I think I will keep doing this, because I feel I’m just drawn that way 😊
But I felt that in this precise moment when almost all the world is called to slow down and just “listen”, I am called to do the same.
Slow down and stop “doing” too much.
This is the pattern I’m going to break - related to my empathy, sense of responsibility and sense of duty: a mix which usually brings me to “fill the voids” and support everybody in any circumstance, even anticipating other’s needs.
Will I do more “lives”? Maybe.
Will I post new videos? I think so…
Will I be available for anybody who wants to contact me, needing something? Of course.
My door is always open.
I am just stopping the “doing” coming from my urge - and need - to “do something” even before people ask me.
I choose spontaneity instead of anticipation (it’s much easier to replace a habit with something more functional than just to break it).
I am freeing myself from feeling obliged to do so (or “something”) every day.
This is what I’m ready to let go in this last day of Winter (yes, this year Spring is coming earlier).

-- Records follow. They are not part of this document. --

PR #3714, opened 2020-11-16
refactor(Apps/Defines): fix codefactor warning

Kitzunu:
According to Codefactor 
(https://www.codefactor.io/repository/github/azerothcore/azerothcore-wotlk/file/master/apps/bash_shared/defines.sh)

using backticks is deprecated and should be replaced with $()


Helias (approved):

apps/compiler/includes/functions.sh
```diff
@@ -46,7 +46,7 @@ function comp_configure() {
 
 
 function comp_compile() {
-  [ $MTHREADS == 0 ] && MTHREADS=`grep -c ^processor /proc/cpuinfo` && MTHREADS=$(($MTHREADS + 2))
+  [ $MTHREADS == 0 ] && MTHREADS=$(grep -c ^processor /proc/cpuinfo) && MTHREADS=$(($MTHREADS + 2))
```
Helias, line 49: not sure if are needed the double quote outside $(grep...) or in $(git...)

Kitzunu: ?

FrancescoBorzi (approved):

apps/compiler/includes/functions.sh
Helias: example
```bash
_cur_branch="$(git --git-dir="$J_PATH/.git/" --work-tree="$J_PATH/" rev-parse --abbrev-ref HEAD)"
```

or something similar

Kitzunu: Not according to codefactor, but I never programmed in whatever language this is

PR #3716, opened 2020-11-16
fix(apps/scripts): Add quotes for directory paths containing empty spaces

locus313:
## CHANGES PROPOSED:
-  add quotes to variables used for the directory paths 

Based on orginal pr from BarbzYHOOL:
https://github.com/azerothcore/azerothcore-wotlk/pull/2755
## ISSUES ADDRESSED:
- Closes 

## TESTS PERFORMED:
- Used the db_assembler.sh inside a path containing empty spaces
- Tested options 6-8
- Verified that the sql files were assembled correctly

## HOW TO TEST THE CHANGES:

- Use the db_assembler.sh inside a path containing empty spaces
- Test options 6-8

## KNOWN ISSUES AND TODO LIST:

- [ ] include.sh for modules with sql files will need to be updated to put a quote round the path variable
- [ ] conf/conf.sh.dist for modules with sql files will need to be updated to put a quote round the path variable

## Target branch(es):
- [x] Master

 
## How to test AzerothCore PRs
 
When a PR is ready to be tested, it will be marked as **[WAITING TO BE TESTED]**.

You can help by testing PRs and writing your feedback here in the PR's page on GitHub. Follow the instructions here:

http://www.azerothcore.org/wiki/How-to-test-a-PR

PR #3721, opened 2020-11-17
feat(ci): Add apps directory to bash label

locus313:
## CHANGES PROPOSED:
-  add apps directory to bash label

## ISSUES ADDRESSED:

Noticed the labeler remove the bash label on this pr:
https://github.com/azerothcore/azerothcore-wotlk/pull/3716

## Target branch(es):
- [x] Master

 

FrancescoBorzi (approved):

.github/labeler.yml
```diff
@@ -13,6 +13,7 @@ Documentation:
 
 Bash:
   - ./*.sh
+  - apps/**/*.sh
```
Kitzunu, line 16:
```suggestion
  - apps/**/*.sh
  - conf/**/*.sh
  - deps/**/*.sh
  - modules/**/*.sh
```

Kitzunu (changes requested):
Looks like we need to specify them all sadly

.github/labeler.yml
locus313: Your right, looks that way. Thanks @Kitzunu

Kitzunu (approved):

.github/labeler.yml
locus313: @Kitzunu actually I think we might still need the 
`./*.sh`
otherwise it wont pickup the acore.sh and install.sh in the root. Do you agree?

Kitzunu: I tested this on a seperate repo and ./ seems to be as broken as the any: and all: sadly

locus313: Gotcha, sounds good. I have added it again.

Si1ker (approved):

PR #3746, opened 2020-11-22
fix(DB): failure due to missing semicolumn

FrancescoBorzi:


Si1ker (approved):
oops !

Kitzunu:
How does that even pass checks

FrancescoBorzi:
> How does that even pass checks

Good question. It does because one query without `;` is valid, multiple queries aren't.

FrancescoBorzi:
@locus313 maybe we can improve the `.github/workflows/check_pending_sql.yml` workflow and add this check

locus313:
@FrancescoBorzi just submitted a pr to add the check: 
https://github.com/azerothcore/azerothcore-wotlk/pull/3749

I am enjoying the quiet of my house, the presence of my cats, the creativity of my son, the messages of my husband (who is abroad following a course), and from now on I will enjoy the spontaneous impulse to share anything, old or new, with all of you.
And now I feel now much more aligned with the invitation we are getting from this moment.
Slow down, observe, listen. Be with yourself. Be yourself. Find who you are, independently from what you “do”.
Is there anything you can enjoy letting go today? Find it and let it go.